“Haiti is the humanitarian disaster of the future,” commented an aid agency representative last week in Port-au-Prince. “And our experience here demonstrates that we’re not ready for it.” Today’s one year anniversary of the devastating earthquake is generating a media blitz on the shortcomings of the international humanitarian response in Haiti, but this may be only the beginning.
Future humanitarian disasters are likely to occur in urban, not rural, areas and are likely to wreak particular havoc in countries least likely to be able to respond adequately. This is partly due to simple demographics.

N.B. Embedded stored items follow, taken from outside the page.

PR #1049, opened 2018-04-26
System tests hard fork adapted for spend tx with payload

lucafavatella:
Delivers https://www.pivotaltracker.com/story/show/157115203

### DIFF
--- a/system_test/aest_hard_fork_SUITE.erl
+++ b/system_test/aest_hard_fork_SUITE.erl
@@ -186,7 +186,7 @@ groups() ->
      {hard_fork_all_with_tx,
       [sequence],
       [
-       {group, hard_fork_old_chain_with_tx},
+       %% {group, hard_fork_old_chain_with_tx}, Not applicable as is in 0.12.0 because new node's user API creates only new spend tx.
        {group, hard_fork_new_chain_with_tx}
       ]},
      {hard_fork_old_chain_with_tx,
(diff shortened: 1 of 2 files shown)


system_test/aest_hard_fork_SUITE.erl
```diff
@@ -192,8 +192,8 @@ groups() ->
      {hard_fork_old_chain_with_tx,
       [sequence],
       [
-       new_node_can_receive_short_old_chain_from_old_node,
-       new_node_can_mine_spend_tx_on_old_chain_using_old_protocol
+       new_node_can_receive_short_old_chain_from_old_node
+       %% new_node_can_mine_spend_tx_on_old_chain_using_old_protocol Not applicable as is in 0.12.0 because new node's user API creates only new spend tx.
```
jur0: It'd be better to comment `{group, hard_fork_old_chain_with_tx}` in `hard_fork_all_with_tx` group.

lucafavatella: I now understand - thanks for clarifying - commenting the whole hard_fork_old_chain_with_tx as the left only test new_node_can_receive_short_old_chain_from_old_node is preparatory.

lucafavatella: @jur0 Addressed in force-pushed version of commit.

Half of the world’s population, some 3.3 billion people, currently live in urban areas—a figure that is expected to rise to 5 billion by 2030. Eighty percent of these urban dwellers will live in the developing world. One billion people, one-third of the urban population, presently live in slums which are usually located on land most vulnerable to the effects of sudden-onset disasters.

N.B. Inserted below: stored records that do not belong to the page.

PR #1128, opened 2018-05-14
Add key and micro blocks initial validation

zp-sd:
* To be fixed: tests.


apps/aecore/src/aec_validation.erl
```diff
@@ -0,0 +1,27 @@
...
+
+%%%===================================================================
+%%% API
+%%%===================================================================
+
+%% TODO Create envelope that tells which kind of block/header is being processed.
+%% Then Move specific validation to aec_key_block.erl and aec_micro_block.erl,
+%% depending on block/header kind.
+%% This will be changed in/after jur0's changes.
+validate(Block, LeaderKey) ->
```
lucafavatella: module:function name seems too generic.

apps/aecore/src/aec_blocks.erl
```diff
@@ -292,32 +293,43 @@ hash_internal_representation(B = #block{}) ->
     aec_headers:hash_header(to_header(B)).
 
 
-%% TODO: implement validation of microblocks
--spec validate(block(), binary()) -> ok | {error, term()}.
-validate(Block, _LeaderKey) ->
+validate_key_block(Block) ->
+    case aec_headers:validate_key_block_header(to_header(Block)) of
+        ok ->
+            Validators = [fun validate_no_txs/1,
```
lucafavatella: I would expect the txs absence to be checked during serialization, by not having txs in the key block structure?

zp-sd: Yes, this should go away after @jur0 's refactoring?

jur0: Correct, txs won't be there anymore in key blocks.

zp-sd: @lucafavatella @jur0 Since this PR should go in before we have big @jur0 's refactoring I wanted this check to be here so that we don't forget. Objections?

apps/aecore/src/aec_blocks.erl
```diff
@@ -292,32 +293,43 @@ hash_internal_representation(B = #block{}) ->
...
+    end.
+
+validate_no_txs(#block{txs = Txs}) ->
+    case Txs =:= [] of
+        true  -> ok;
+        false -> {error, txs_in_key_block}
+    end.
+
+validate_empty_txs_hash(#block{txs_hash = TxsHash}) ->
+    case TxsHash =:= <<0:?TXS_HASH_BYTES/unit:8>> of
```
gorillainduction: A would prefer having a callback in aec_txs_trees to check if this is the empty hash.

apps/aecore/src/aec_chain_state.erl
```diff
@@ -247,70 +257,94 @@ internal_insert(Node, Block) ->
...
 
-assert_calculated_target(Node, PrevNode, Delta, Height) when Delta >= Height ->
-    %% We only need to verify that the target is equal to its predecessor.
-    case {node_difficulty(Node), node_difficulty(PrevNode)} of
+assert_difficulty_equal_to_prev(Node, PrevNode) ->
+    PrevKeyNode = case is_key_block(PrevNode) of
+                      true  -> PrevNode;
+                      false -> db_find_node(node_key_hash(PrevNode))
+                  end,
+    case {node_difficulty(Node), node_difficulty(PrevKeyNode)} of
```
gorillainduction: We should probably compare targets instead of difficulties to avoid comparing floats for equality.

apps/aecore/src/aec_blocks.erl
lucafavatella: > Objections?

No.

apps/aecore/src/aec_chain_state.erl
zp-sd: Good point.

apps/aecore/src/aec_blocks.erl
gorillainduction: Nevermind, this will go away later.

But the humanitarian system is largely unprepared for responding to urban disasters where there are multiple political actors, difficulties in distinguishing the displaced from the urban poor and a politically mobilized population.

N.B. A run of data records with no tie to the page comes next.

PR #1129, opened 2018-05-14
Lock down last stable ethereum test suite for aevm tests

gorillainduction:
https://www.pivotaltracker.com/n/projects/2124891/stories/157550448

### DIFF
--- a/Makefile
+++ b/Makefile
@@ -29,6 +29,7 @@ PYTHON_TESTS = $(PYTHON_DIR)/tests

Working in an urban environment is a more complex undertaking for humanitarian actors than running refugee camps in rural areas. Cities have multiple layers of government authorities with sometimes overlapping jurisdictions. There are many more private actors, ranging from large businesses to political associations, which operate in both the formal and informal sectors. It is more difficult to control the activities of non-governmental organizations working in hundreds of different urban communities than in rural camps. Urban violence tends to be concentrated in the poorer parts of cities which also tend to be those most affected by natural disasters.
Traditionally humanitarian efforts have focused on those who have been displaced by disaster and who have lost homes and livelihoods. But in Haiti it is hard to distinguish between those displaced by the earthquake and the urban poor. Many of those living in the more than 1,000 IDP camps in Haiti did not lose their homes in the earthquake, but rather moved from the slums into the camps in the hope that they might receive assistance there. As an aid representative told me last week, “everyone wants to be an IDP.” Even though the IDP camps are miserable places and even though free food distribution stopped in April, at least people living in the camps have some shelter (albeit mostly tattered tarps) and access to clean water. Sometimes they also have latrines, medical care and occasionally even access to education. And there are hundreds of thousands who are not displaced, but who have been gravely affected by the earthquake. While humanitarians have long recognized the importance of working with host communities as well as the displaced, the situation in Haiti takes this to a new dimension. There are displaced Haitians who are not homeless and homeless Haitians who are not displaced. It is hard to even distinguish the displaced from the broader urban community when the needs are so similar and so great.
Humanitarian actors are well-equipped to provide immediate life-saving relief—delivering water and tents, providing food and emergency health care. But they’re not very good at dealing with chronic structural poverty. They don’t have much experience in creating long-term jobs which are the key to getting people out of Port-au-Prince’s tent cities. That’s not what they were set up to do, but that’s what Haiti needs now.
Protecting people in urban areas, particularly when they’re spread throughout a huge city and particularly when the urban poor have never enjoyed police protection, is incredibly difficult. The Haitian police are almost completely absent from the IDP sites. Nor is there regular international police presence in the sites. Meanwhile sexual and gender-based violence has increased within the camps because of the congestion, the flimsy nature of ragged tarps, and the breakdown of the social fabric.
Finally, urban populations tend to be more political, more aware, and more demanding than rural populations, as evident in Haiti. Self-selected camp committees limit humanitarian action and there’s no way around them. One NGO reported being confronted by a member of a camp committee who charged “we saw on your website that your organization has raised a million more dollars for Haiti relief. Where’s the money?” A UN official noted wryly that a “spontaneous” demonstration developed in an IDP camp when a senior European government official arrived.
There are many lessons to be learned from the response to the Haitian earthquake but planning for future urban disasters has got to be high on the agenda.